**ACTION ITEM**
The word "forward" may appear in some lines of the data; copy every such line.

- Opening Delimiter -

PR #3946, opened 2025-12-03
Graph break overhead

cehongwang:
# Description

Fixes # (issue)

## Type of change

# Checklist:

### DIFF
--- a/py/torch_tensorrt/dynamo/_compiler.py
+++ b/py/torch_tensorrt/dynamo/_compiler.py
@@ -1084,10 +1084,11 @@ def compile_module(
 
     output_node = list(partitioned_module.graph.nodes)[-1]
     for arg in output_node.args:
-        target = arg[0].target
-        if "_run_on_acc" not in str(target):
-            continue
-        getattr(partitioned_module, target).set_output_tensors_as_unowned(True)
+        for output in arg:
+            target = output.target
+            if "_run_on_acc" not in str(target):
+                continue
+            getattr(partitioned_module, target).set_output_tensors_as_unowned(True)
 
     # Reset settings object to user specification after fallback to global partitioning mode
     if fast_partitioner_failed:
--- a/tests/py/dynamo/runtime/test_pre_allocated_outputs.py
+++ b/tests/py/dynamo/runtime/test_pre_allocated_outputs.py
@@ -125,7 +125,7 @@ class TestPreAllocatedOutputs(TestCase):
             )
         torch._dynamo.reset()
 
-    def test_pre_allocated_outputs_unowned_outputs(self):
+    def test_pre_allocated_outputs_unowned_outputs_py_api_check_no_realloc(self):
         class SampleModel(torch.nn.Module):
             def forward(self, x):
                 return torch.softmax(x * 7 + 2, dim=0)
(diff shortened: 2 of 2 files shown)


core/runtime/TRTEngine.cpp
```diff
@@ -281,6 +289,14 @@ void TRTEngine::enable_profiling() {
   exec_ctx->setProfiler(trt_engine_profiler.get());
 }
 
+void TRTEngine::set_unowned_output_tensor(bool enable) {
+  this->unowned_output_tensor = enable;
+}
+
+bool TRTEngine::is_unowned_output_tensor() {
```
narendasan: Can we adjust these names so they are clear: 

```
TRTEngine::set_output_tensors_as_unowned(bool enable);
TRTEngine::are_output_tensors_unowned(bool enable):
```

py/torch_tensorrt/dynamo/runtime/_PythonTorchTensorRTModule.py
```diff
@@ -218,9 +219,30 @@ def __init__(
         self.requires_output_allocator = requires_output_allocator
         self.output_allocator: Optional[DynamicOutputAllocator] = None
         self.use_output_allocator_outputs = False
-
+        self.device = torch.cuda.current_device()
+        self.cudagraphs_enabled = torch_tensorrt.runtime.get_cudagraphs_mode()
+        # If the output tensor is not owned by the engine (unowned_output_tensor=True), we need to create a new output tensor in each forward pass
+        self.unowned_output_tensor = False
```
narendasan: Same here `self.output_tensors_are_unowned`

py/torch_tensorrt/dynamo/runtime/_PythonTorchTensorRTModule.py
```diff
@@ -218,9 +219,30 @@ def __init__(
...
         if self.serialized_engine is not None and not self.settings.lazy_engine_init:
             self.setup_engine()
+        self.is_shape_inference_io = {
+            input_name: self.engine.is_shape_inference_io(input_name)
+            for input_name in self.input_names
+        }
+
+    def set_unowned_output_tensor(self, enabled: bool) -> None:
+        """
+        Set the flag to indicate if the output tensor is unowned by the engine.
```
narendasan: To clarify the description here: 

```
Flag to set if the output tensors of this engine are wholy owned by the Torch-TensorRT Runtime or if they might be shared with a user. 

If the tensors are not owned by the runtime, then they must be recreated on every forward call which may have implications for performance.

Typically only the final engine in a graph requires output tensors to be unowned and there are performance gains to be had for intermediate engines to manage their own standing memory. 

Therefore this should only be set to True for the final module in a graph and leave false for intermediate modules.

```

core/runtime/execute_engine.cpp
```diff
@@ -145,10 +146,10 @@ void setup_input_tensors(
         // Create a new persistent input buffer
         compiled_engine->input_buffers[i] = std::move(formatted_inputs.back().clone());
       }
-
-      TORCHTRT_CHECK(
-          compiled_engine->exec_ctx->setInputShape(name.c_str(), dims), "Error while setting the input shape");
-
+      if (shape_changed) {
```
narendasan: Can't we use the same shape keys we used for cudagraphs? Why are we implementing another system?

core/runtime/TRTEngine.cpp
```diff
@@ -237,6 +237,14 @@ TRTEngine::TRTEngine(
       out_binding_names[pyt_idx] = binding_name;
     }
     num_io = std::make_pair(inputs_size, outputs);
+
+    this->current_device_id = at::cuda::current_device();
+    this->stream = c10::cuda::getCurrentCUDAStream(this->current_device_id);
```
narendasan: Is this PR supposed to implement the stream operator?

py/torch_tensorrt/dynamo/_compiler.py
```diff
@@ -949,6 +950,7 @@ def preserve_module_specs(
     for attr in dir(gm):
         if attr.startswith("_frozen_param"):
             delattr(gm, attr)
+    trt_module = None
```
narendasan: What is this? Why does this variable need to be outside the of scope of iterating through the module?

py/torch_tensorrt/dynamo/_compiler.py
```diff
@@ -1070,20 +1072,28 @@ def preserve_module_specs(
...
 
     # Replace all FX Modules with TRT Modules
     for name, trt_module in trt_modules.items():
         setattr(partitioned_module, name, trt_module)
         if settings.lazy_engine_init and not settings.enable_cross_compile_for_windows:
-            getattr(partitioned_module, name).setup_engine()
+            trt_module = getattr(partitioned_module, name)
+            trt_module.setup_engine()
+
+    if trt_module:
```
narendasan: I feel like this is a pretty round about way to get the last engine

narendasan: Also the order from items is not deterministic so I dont think this is guaranteed to give you the last module anyway. You might need to work back from outputs.

py/torch_tensorrt/dynamo/_compiler.py
```diff
@@ -1070,20 +1072,28 @@ def preserve_module_specs(
...
+        trt_module.set_output_tensors_as_unowned(True)
 
     # Reset settings object to user specification after fallback to global partitioning mode
     if fast_partitioner_failed:
         settings.use_fast_partitioner = True
 
     dryrun_stats_display(dryrun_tracker, settings.dryrun)
+    if not settings.dryrun:
```
narendasan: Why is this conditioned on dry run? Dry run should reflect the deployment graph

setup.py
```diff
@@ -195,10 +195,10 @@ def build_libtorchtrt_cxx11_abi(
     else:
         cmd.append("//:libtorchtrt")
 
-    if develop:
-        cmd.append("--compilation_mode=dbg")
-    else:
-        cmd.append("--compilation_mode=opt")
+    # if develop:
```
narendasan: Remove

py/torch_tensorrt/dynamo/runtime/_stream_handler.py
```diff
@@ -0,0 +1,46 @@
...
+                    torch.ops.tensorrt.exit_compute_stream
+                )
+
+    partitioned_module.graph.lint()
+    partitioned_module.recompile()
+    return partitioned_module
+
+
+@torch.library.custom_op("tensorrt::enter_compute_stream", mutates_args=())
+def enter_compute_stream() -> None:
```
narendasan: IMO these should likely be dependent on the input tensors and pull their stream information from there. You arent necessarily guaranteed for the input tensors to be on the default stream. It also means you need storage for the streams. 


Also how does this work in c++?

py/torch_tensorrt/dynamo/runtime/_stream_handler.py
```diff
@@ -0,0 +1,46 @@
+import torch
+import torch.fx
+
+
+def handle_cuda_stream(
+    partitioned_module: torch.fx.GraphModule,
+) -> torch.fx.GraphModule:
+    for node in partitioned_module.graph.nodes:
+        if node.op == "placeholder":
```
narendasan: what if there are multiple placeholders or outputs?

core/runtime/execute_engine.cpp
```diff
@@ -140,15 +140,17 @@ void setup_input_tensors(
     } else {
       at::Tensor contig_input = inputs[i].view(shape).contiguous();
       formatted_inputs.emplace_back(std::move(contig_input));
-
+      bool need_cudagraphs_record = cudagraphs_enabled and
```
narendasan: Just use &&, ||, !

core/runtime/execute_engine.cpp
```diff
@@ -140,15 +140,17 @@ void setup_input_tensors(
...
+           compiled_engine->runtime_states.context_changed);
       if (need_cudagraphs_record) {
         // Create a new persistent input buffer
         compiled_engine->input_buffers[i] = std::move(formatted_inputs.back().clone());
       }
-
-      TORCHTRT_CHECK(
-          compiled_engine->exec_ctx->setInputShape(name.c_str(), dims), "Error while setting the input shape");
-
+      if (shape_changed or compiled_engine->allocated_outputs.size() == 0) {
```
narendasan: What is the allocated_outputs size test? Just that we havent allocated the outputs yet?

narendasan: Can we fold some of these conditions ahead of time?

cehongwang: So it's like for the first time you run the model or when the input shape get changed, we need to (re)set the input shape right? I don't think we can fold it

core/runtime/execute_engine.cpp
```diff
@@ -248,7 +247,11 @@ std::vector<at::Tensor> execute_engine(std::vector<at::Tensor> inputs, c10::intr
       if (can_use_pre_allocated_outputs) {
         outputs = compiled_engine->pre_allocated_outputs;
       } else {
-        outputs = create_output_tensors(compiled_engine);
+        if (compiled_engine->allocated_outputs.size() == 0 or compiled_engine->output_tensors_are_unowned or
```
narendasan: Use || instead of 'or'

core/runtime/execute_engine.cpp
```diff
@@ -226,10 +226,9 @@ std::vector<at::Tensor> execute_engine(std::vector<at::Tensor> inputs, c10::intr
         input_profiler_guard =
             std::make_unique<torch::autograd::profiler::RecordProfile>(compiled_engine->input_profile_path);
       }
-
-      setup_input_tensors(inputs, compiled_engine, cudagraphs_enabled, need_cudagraphs_record);
+      setup_input_tensors(inputs, compiled_engine, cudagraphs_enabled, shape_changed);
       // Check if input shapes can be inferred.
-      int32_t const io_size{compiled_engine->cuda_engine->getNbIOTensors()};
+      int32_t const io_size{compiled_engine->io_size};
```
narendasan: Are things like this actually faster? Like have we looked at the implementation to see its not cached at the TRT level?

core/runtime/execute_engine.cpp
```diff
@@ -248,7 +247,11 @@ std::vector<at::Tensor> execute_engine(std::vector<at::Tensor> inputs, c10::intr
       if (can_use_pre_allocated_outputs) {
         outputs = compiled_engine->pre_allocated_outputs;
```
narendasan, line 249: What is the difference between "allocated_outputs" and "pre_allocated_outputs"?

core/runtime/TRTEngine.h
```diff
@@ -176,6 +181,7 @@ struct TRTEngine : torch::CustomClassHolder {
   std::string shape_key = "None";
   bool use_pre_allocated_outputs = false;
   std::vector<at::Tensor> pre_allocated_outputs;
+  std::vector<at::Tensor> allocated_outputs;
```
narendasan: Is there a way to reuse pre_allocated_outputs?

core/runtime/execute_engine.cpp
cehongwang: Yes they do have small difference. I am trying to minize repeating code and this repeatly call this outbound function in every iteration

py/torch_tensorrt/dynamo/runtime/_PythonTorchTensorRTModule.py
narendasan, line 1: It seems like you are just renaming variables here? Why do we need to make that change?

core/runtime/TRTEngine.h
narendasan: @cehongwang we need to figure out how to merge these two implementations, we cant just keep adding new code paths for every situation. Either the output allocator needs to change to leverage the new system or the new system needs to leverage what the output allocator uses

py/torch_tensorrt/dynamo/runtime/_PythonTorchTensorRTModule.py
narendasan: the `pre_allocated_outputs` -> `allocated_outputs` change

py/torch_tensorrt/dynamo/runtime/_PythonTorchTensorRTModule.py
```diff
@@ -480,17 +502,24 @@ def run_standard_execution() -> torch.Tensor | Tuple[torch.Tensor, ...]:
                 else nullcontext()
             ):
                 if can_use_pre_allocated_outputs:
-                    outputs = self.pre_allocated_outputs
+                    outputs = self.allocated_outputs
```
narendasan: e.g. ^

py/torch_tensorrt/dynamo/runtime/_PythonTorchTensorRTModule.py
cehongwang: I also changed `self.output_tensors = self.create_output_tensors()` to `self.allocated_outputs = self.create_output_tensors()`. Basically merged two variable together. Isn't that what you wanted me to do?

py/torch_tensorrt/dynamo/_compiler.py
```diff
@@ -1070,14 +1070,24 @@ def preserve_module_specs(
...
 
     # Replace all FX Modules with TRT Modules
     for name, trt_module in trt_modules.items():
         setattr(partitioned_module, name, trt_module)
         if settings.lazy_engine_init and not settings.enable_cross_compile_for_windows:
-            getattr(partitioned_module, name).setup_engine()
+            trt_module = getattr(partitioned_module, name)
+            trt_module.setup_engine()
+
+    output_node = list(partitioned_module.graph.nodes)[-1]
```
narendasan, line 1085: Is this ordering gaurenteed, wouldnt it be more correct backtracing from graph outputs?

- Closing Delimiter -

**EXERCISE RESPONSE**
             def forward(self, x):
+        # If the output tensor is not owned by the engine (unowned_output_tensor=True), we need to create a new output tensor in each forward pass
If the tensors are not owned by the runtime, then they must be recreated on every forward call which may have implications for performance.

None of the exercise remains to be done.